PR #312, opened 2019-09-10
Drop support for Py34, Py35

balloob:
Drop support for Python 3.4 and Python 3.5. They are old, even Debian Stable is running Py 3.7.


p1r473:
My TinkerBoard only supports Debian Stretch which is running Python 3.5

emontnemery:
@p1r473 please note this PR was merged September 2019.

PR #325, opened 2019-11-10
Add support for casting with Yle Areena app.

Eerovil:
https://areena.yle.fi/

This is Finlands government-run streaming service. The service uses the Kaltura player for video streaming, and thus fetching media ID's is a bit difficult. I've worked around this by just opening a page and running the javascript, to get an "Entry ID".


pychromecast/controllers/yleareena.py
```diff
@@ -0,0 +1,82 @@
...
+    # pylint: disable=useless-super-delegation
+    def __init__(self):
+        super(YleAreenaController, self).__init__()
+
+        self.app_id = APP_YLEAREENA
+
+    # pylint: disable=too-many-arguments
+    def play_areena_media(
+        self,
+        entry_id="",
```
balloob: This is required, don't give it a default value.

emontnemery:
@Eerovil This has been sitting for some time, do you consider it ready for merge?

Eerovil:
I'm not sure, I'd like some input from a tester perhaps. But then again, merging won't hurt anybody. 

Personally I'm using direct media urls to cast Areena, so this feature isn't getting much use from me.

Eerovil:
I've found a better way for fetching id's. Now I'm happy with the pull request!

emontnemery:
Implemented in #359

PR #334, opened 2020-01-17
Correct `METADATA_TYPE` in media.py

jparthum:
Per the [Google Developer Docs](https://developers.google.com/cast/docs/reference/messages#MediaInformation), `MovieMediaMetadata` should be `metadata: 1` and `TvShowMediaMetadata` should be `metadata: 2`.


balloob:
Thanks!

PR #254, opened 2016-08-05
Transform admin jsx from Es5 to es6

go-bears:


item4:
@mitsuhiko I think you might choice convention of JS

singingwolfboy:
Thanks for the pull request, @go-bears! I'm sorry it took so long to get it reviewed, but it looks great to me. ✨ 🚀 ✨

PR #260, opened 2016-08-21
Shift cache to local appdata on Windows

chris-morgan:
Lektor has been storing its cache in the roaming app data directory (`%APPDATA%`, typically `C:\Users\username\AppData\Roaming` but quite possibly on a remote machine, either genuinely living on another machine or uploaded when you log out and synchronised again when you log in).

For Vista and later, this is not appropriate; the local app data directory (`%LOCALAPPDATA%`, typically `C:\Users\username\AppData\Local` and defined as not being on a remote machine) is where it should be instead, because it is machine-specific (for example, two machines may have different versions of Python, or different architectures).

APPDATA remains as a fallback before ~, because XP won’t have LOCALAPPDATA set.

### DIFF
--- a/lektor/utils.py
+++ b/lektor/utils.py
@@ -625,9 +625,11 @@ def get_app_dir():
 
 def get_cache_dir():
     if is_windows:
-        folder = os.environ.get('APPDATA')
+        folder = os.environ.get('LOCALAPPDATA')
         if folder is None:
-            folder = os.path.expanduser('~')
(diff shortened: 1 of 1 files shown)


singingwolfboy:
Hey @chris-morgan, sorry for the long delay in getting to your pull request. This looks totally reasonable to me, so I'm going to merge it. Thanks so much for your help! ✨ 🚀 ✨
________________________
TASK DIRECTIONS ▸ Write out the records in full, exactly as they appear above.

RESULT ▸
PR #312, opened 2019-09-10
Drop support for Py34, Py35

balloob:
Drop support for Python 3.4 and Python 3.5. They are old, even Debian Stable is running Py 3.7.


p1r473:
My TinkerBoard only supports Debian Stretch which is running Python 3.5

emontnemery:
@p1r473 please note this PR was merged September 2019.

PR #325, opened 2019-11-10
Add support for casting with Yle Areena app.

Eerovil:
https://areena.yle.fi/

This is Finlands government-run streaming service. The service uses the Kaltura player for video streaming, and thus fetching media ID's is a bit difficult. I've worked around this by just opening a page and running the javascript, to get an "Entry ID".


pychromecast/controllers/yleareena.py
```diff
@@ -0,0 +1,82 @@
...
+    # pylint: disable=useless-super-delegation
+    def __init__(self):
+        super(YleAreenaController, self).__init__()
+
+        self.app_id = APP_YLEAREENA
+
+    # pylint: disable=too-many-arguments
+    def play_areena_media(
+        self,
+        entry_id="",
```
balloob: This is required, don't give it a default value.

emontnemery:
@Eerovil This has been sitting for some time, do you consider it ready for merge?

Eerovil:
I'm not sure, I'd like some input from a tester perhaps. But then again, merging won't hurt anybody. 

Personally I'm using direct media urls to cast Areena, so this feature isn't getting much use from me.

Eerovil:
I've found a better way for fetching id's. Now I'm happy with the pull request!

emontnemery:
Implemented in #359

PR #334, opened 2020-01-17
Correct `METADATA_TYPE` in media.py

jparthum:
Per the [Google Developer Docs](https://developers.google.com/cast/docs/reference/messages#MediaInformation), `MovieMediaMetadata` should be `metadata: 1` and `TvShowMediaMetadata` should be `metadata: 2`.


balloob:
Thanks!

PR #254, opened 2016-08-05
Transform admin jsx from Es5 to es6

go-bears:


item4:
@mitsuhiko I think you might choice convention of JS

singingwolfboy:
Thanks for the pull request, @go-bears! I'm sorry it took so long to get it reviewed, but it looks great to me. ✨ 🚀 ✨

PR #260, opened 2016-08-21
Shift cache to local appdata on Windows

chris-morgan:
Lektor has been storing its cache in the roaming app data directory (`%APPDATA%`, typically `C:\Users\username\AppData\Roaming` but quite possibly on a remote machine, either genuinely living on another machine or uploaded when you log out and synchronised again when you log in).

For Vista and later, this is not appropriate; the local app data directory (`%LOCALAPPDATA%`, typically `C:\Users\username\AppData\Local` and defined as not being on a remote machine) is where it should be instead, because it is machine-specific (for example, two machines may have different versions of Python, or different architectures).

APPDATA remains as a fallback before ~, because XP won’t have LOCALAPPDATA set.

### DIFF
--- a/lektor/utils.py
+++ b/lektor/utils.py
@@ -625,9 +625,11 @@ def get_app_dir():
 
 def get_cache_dir():
     if is_windows:
-        folder = os.environ.get('APPDATA')
+        folder = os.environ.get('LOCALAPPDATA')
         if folder is None:
-            folder = os.path.expanduser('~')
(diff shortened: 1 of 1 files shown)


singingwolfboy:
Hey @chris-morgan, sorry for the long delay in getting to your pull request. This looks totally reasonable to me, so I'm going to merge it. Thanks so much for your help! ✨ 🚀 ✨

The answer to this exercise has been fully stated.